I bought the 40" Masterbuilt, and rolled across the Masterbuilt Venison jerky recipe. (see below)....It does not call for cure, but i read lots about people using a cure. Would it be safe to follow the instruction/recipe below?

Thanks for the Help!

Scott

[h1]Venison Jerky[/h1]

*Ingredients*
½ cup Brown Sugar
1/8 cup Worchestshire
½ tsp Garlic salt
½ cup Soy sauce
½ tsp Dry mustard
¼ cup Salt
Dash of Pepper
3 cups Water

*Suggested Wood for Smoking*
Hickory or mesquite chips

*Directions*
Cut meat into ¼” to ½” thick strips about 5” long and 1 ½” wide. Combine all marinating ingredients in a small bowl until blended well. Marinate meat for 6 to 8 hours. Dry and place in pre-heated smoker at 140 degrees. Smoke for 12 to 16 hours.


----------



## themule69 (Dec 4, 2014)

envirocad said:


> I bought the 40" Masterbuilt, and rolled across the Masterbuilt Venison jerky recipe. (see below)....It does not call for cure, but i read lots about people using a cure. Would it be safe to follow the instruction/recipe below?
> 
> Thanks for the Help!
> 
> ...


I would add cure to it if it were me and allow at least 24 hours before smoking. I wouldn't slice it any thicker than 1/4".

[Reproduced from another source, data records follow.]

PR #1469, opened 2021-02-04
Jroach/fix activites translations

jeroach:
Updating all activities translations to use `js` files via the Serge `parser_plugin`

There is a lot going on here, so let me break it down into steps:
- Update the `activities.serge.json` file to use `js` instead of `json` for the affected components
- Remove the old `build/lang` folders
- Update the files in `/lang` folders to be `js` instead of `json`
- Update the specific localization files per component to point to the new files under `lang` instead of the old files under `build`


Scy-D2L (approved):
LGTM - nice bunch of cleanup, too. 😃

components/d2l-activity-card/build/lang/ar.js
```diff
@@ -1,5 +0,0 @@
-export const LangAr = {
-	'course': 'Course',
```
svanherk, line 2: Oh wow, these never even got updated with the translations.  🎉 for removing the build step that's easy to forget to do

components/d2l-activity-list-item/lang/fi.js
```diff
@@ -0,0 +1,5 @@
+/* eslint quotes: 0 */
+
+export default {
+  "enroll": "Enroll"
```
svanherk, line 4: Not sure why `fi` is missing `clickToViewActivity`... might be a good idea to add the English translation here for now.  I _think_ it falls back to English, but can't remember with all the different implementations of the translation stuff 😞

svanherk:
Took a quick look at OSLO... looks like everything you're touching _isn't_ in OSLO so we don't need to worry about how this affects the LMS langterms: https://search.d2l.dev/xref/lms/lp/framework/core/D2L/lang/Provider/BlockedCollections.cs?r=ed917294

svanherk:
Related to that, you can probably remove https://search.d2l.dev/xref/lms/lp/framework/core/D2L/lang/Provider/BlockedCollections.cs?r=ed917294#25, but I _doubt_ it'll break anything if you don't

I would say hit the search bar at the top of any page. Their are so many jerky recipes you will still be reading this time next week.

Happy smoken.

David


----------



## envirocad (Dec 4, 2014)

I stumbled across several post that basically say cure it just incase...so I'm gonna cure it.


----------